UConn Football Team to Invade New Michigan Stadium, September 4th 2010
Michigan's fortune in selecting an opponent for this dedication football game may end up being consistent with their recent luck in other areas. Recent adventures against teams like Appalachian State, Oregon, Utah and Toledo haven't exactly gone according to plan. For the 2010 New Big House ceremony game, Michigan chose the Connecticut Huskies from the Big East conference. Connecticut hasn't been on the Division 1 football scene that long, but they should by no means be taken lightly. The Huskies may not look very impressive on paper either, but there may not be another team in the country heading into the 2010 college football season quite as confident and closely galvanized as this one is. Here's why:
Bound with Sorrow and Resolve
Following a 38-25 home win over Louisville last October, the 2009 Connecticut football season looked very promising indeed given their 4-2 start. Hours after that victory, however, head coach Randy Edsall and the Husky football team were devastated by the tragic stabbing death of Husky cornerback Jaspar Howard. The Husky football team vowed to respond and dedicate the rest of the football season to Howard's memory. With the team's emotions overflowing onto the field of play, Connecticut proceeded to lose its next three games against conference foes West Virginia, Rutgers and Cincinnati by close margins of 4, 4 and 2 points respectively. With their record now at 4-5, team moral could have easily spiraled out of control. Instead the Husky players bounced back by winning their last 4 games and finishing the season 8-5 including a stunning 20-7 win over Steve Spurrier's South Carolina Gamecocks in the Papajohns.com Bowl. UConn finished tied for 3rd place in the Big East at 3-4 in conference play, From a sorrowful beginning, 2009 was arguably one of the more glorious and heart-rending finishes in college football history.

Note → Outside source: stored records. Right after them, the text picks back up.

PR #2359, opened 2025-09-23
Use Ast instead of RichTerm for typechecking error

yannham:
When migrating the typechecker to the new AST, the boundary between `typecheck::error` errors and the main `error::TypecheckError` had been a point of friction. Indeed, the typechecker internal errors reference to allocator-borrowing ASTs, but in the error path, those structure must escape their orignal allocator.

To make things simpler, we've somehow hackily converted arena-allocated ASTs and AST-based types to the old/runtime representation (`RichTerm`) at this boundary. `RichTerm`s and `RichTerm`-based types are heap-allocated and don't require an allocator.

However, this is artificial: during typechecking, there's no reason to refer to such a runtime representation. It came back to bite me in the compact value work, where the new runtime representation requires extra data structures (e.g. the position table), which we don't have at hand during typechecking and are annoying to provide or fake.

This commit/PR bites the bullet and implement the clean solution which is to:

1. Endow typechecking errors with their own allocator
2. Copy any required arena-allocated data into the error allocator, so that they can outlive the function and the typechecker

This is reasonably easy to do, thanks to our `CloneTo` trait and `ouroboros`.

### DIFF
--- a/core/src/error/mod.rs
+++ b/core/src/error/mod.rs
@@ -2822,7 +2822,7 @@ impl<'ast> IntoDiagnostics for &'_ TypecheckErrorData<'ast> {
             }
             // clone() here is unfortunate, but I haven't found a better way to interface typecheck
             // errors - which can generate a diagnostic by reference - from other errors (import
-            // errrors can themselves hide parsing errors), where `into_diagnostics` consume `self`
+            // errors can themselves hide parsing errors), where `into_diagnostics` consume `self`
             // in the current implementation. Maybe we should migrate from `into_diagnostics` to
             // `to_diagnostic`, taking the error by reference, but this might cause more copying.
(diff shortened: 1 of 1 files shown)


core/src/error/mod.rs
```diff
@@ -2775,7 +2820,12 @@ impl IntoDiagnostics for TypecheckError {
                             .into(),
                     ])]
             }
-            TypecheckError::ImportError(err) => err.into_diagnostics(files),
+            // clone() here is unfortunate, but I haven't found a better way to interface typecheck
+            // errors - which can generate a diagnostic by reference - from other errors (import
+            // errrors can themselves hide parsing errors), where `into_diagnostics` consume `self`
```
jneem:
```suggestion
            // errors can themselves hide parsing errors), where `into_diagnostics` consume `self`
```

PR #2364, opened 2025-09-24
Declare MSRV as 1.85

brandonweeks:
MSRV was validated with `cargo-msrv`.


jneem (approved):
This sounds good to me, but with the caveat that we currently only aim for stability with the CLI interface: we don't aim to keep the rust interface stable, and we're pretty happy to bump MSRV whenever we feel like it.

This will probably be changing in the near-ish future with the `nickel-lang` crate (which seems to be the only one not touched by this PR...), at which point we might start doing things like checking MSRV in CI.

yannham (approved):
Thanks!

PR #2365, opened 2025-09-25
Fix building py-nickel on macOS

brandonweeks:
https://pyo3.rs/v0.26.0/building-and-distribution.html?highlight=darwin#macos


jneem:
Hm, that link suggests the those arguments should already be provided by maturin, which is what we're using in CI to build py-nickel. Does that not work?

brandonweeks:
Oh I was reading the outdated version of the documentation linked off of Google (https://pyo3.rs/v0.4.1/) that didn't have this language. 🤦 

Applogies!

PR #2366, opened 2025-09-25
Narrow serde_with features

brandonweeks:
The serde_with macros never appear to be used with the types from the supported crates.

https://docs.rs/serde_with/3.14.1/serde_with/guide/feature_flags/index.html#features


yannham (approved):
It does clean up the Cargo.lock file a bit. Thank you.

PR #2373, opened 2025-10-01
Restore the static nix release jobs

jneem:
I finally figured out how to statically link nickel in nix without pulling in an entire musl stdenv (which was causing binary cache misses and ridiculous build times). The cost is that the static build doesn't work with `--features=nix-experimental`. I don't think this is actually a regression, since we didn't expose that package in the flake anyway. I checked that the non-static build with `--features=nix-experimental` still works.

### DIFF
--- a/.github/workflows/release-artifacts.yaml
+++ b/.github/workflows/release-artifacts.yaml
@@ -14,95 +14,70 @@ permissions:
 
 jobs:
   release-artifacts:
-    name: "Build Nickel binary"
+    name: "Build Nickel binary and Docker image"
     strategy:
       matrix:
         os:
           - runs-on: ubuntu-24.04
             architecture: x86_64
-            rust_architecture: x86_64
           - runs-on: ubuntu-24.04-arm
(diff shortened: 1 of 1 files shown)


flake.nix
```diff
@@ -329,25 +329,25 @@
           # libc and clang with libc++ to build C and C++ dependencies. We
           # tried building with libstdc++ but without success.
           buildStaticWorkspace = { pnameSuffix, extraNickelFeatures ? [ ], extraBuildArgs ? "", extraArgs ? { } }:
+            let
+              env_tgt = builtins.replaceStrings [ "-" ] [ "_" ] pkgs.pkgsMusl.stdenv.hostPlatform.rust.rustcTarget;
```
yannham, line 338: Why do we need to do that? Maybe a small comment could help future reading

yannham (approved):

flake.nix
jneem: It's the env variable that the cc crate looks for. I've added a comment.

PR #2378, opened 2025-10-06
Add serde compatiblity to the public API

jneem:
I looked into *moving* the whole `deserialize` module into `nickel-lang`, but that would be a bit more disruptive. This was easy, and doesn't break anyone that's currently using `deserialize` in `nickel-lang-core`


jneem:
That was exactly my reasoning :smile:

PR #2628, opened 2026-06-26
fix(stdlib): avoid panic in string.find on a match at the end of the string

### LINKED ISSUE #2627: std.string.find panics when matching empty string
Consider the following session:

```
❯ nickel repl
Nickel 1.17.0
Type ":help" for help, or ":exit" to exit
nickel> std.string.find "^$" ""

thread 'main' (8251) panicked at core/src/term/string.rs:342:18:
We already know that `first_match.start()` occurs on a cluster boundary.
```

Despite an opening game on the road in front of 108,000 plus Wolverine partisans, the 2010 campaign looks to be a very promising one for Randy Edsall's Connecticut team.
UConn returns 9 starters on an offense that finished 23rd in the country in scoring (32 ppg) and 47th in total offense (398 ypg). UConn ran multiple offensive sets, including some zone read, I formation and shotgun with 4 and 5 wide sets. Their pretty balanced too, but a slightly more pass-centric team (2703 yards passing vs. 2,073 yards rushing). This could be a blessing or a curse for Michigan depending heavily on turnovers, special teams play, linebacker play, and the performance of last season's secondary.
UConn QB Zach Frazer handing off to tailback Jordan Todman
It must be nice to have Connecticut's quarterback situation. Starting senior quarterback Zach Frazer, a transfer from Notre Dame, returns in 2010, as does capable backup QB Cody Endres. Frazer connected on only 53% of his throws for a rather low 1,461 yards, 10 TDs and 9 INTs. Endres was more accurate throwing as he connected on 64% of his throws for a similar sum of 1,354 yards, 6 TDs and 4 INTs. Endres is apparently less mobile than Frazer, however, as he showed either great difficulty, or very bad luck, escaping sacks last year (14).
As for Michigan's signal callers, they would be wise to take a long look at the exploits of quarterbacks that the UConn defense failed to control last fall, like Pitt's Bill Stull (268 yards, 67% completions, 2 TD passes, Cincy's Zach Collaros (480 yards passing, 78% completions, 75 yards rushing, 2 rushing TDs), South Florida's BJ Daniels (88 yards rushing, 3 rushing TDs). It's a lot of run and gun stuff that appears to align pretty well with the skills of Michigan's Tate Forcier and Denard Robinson.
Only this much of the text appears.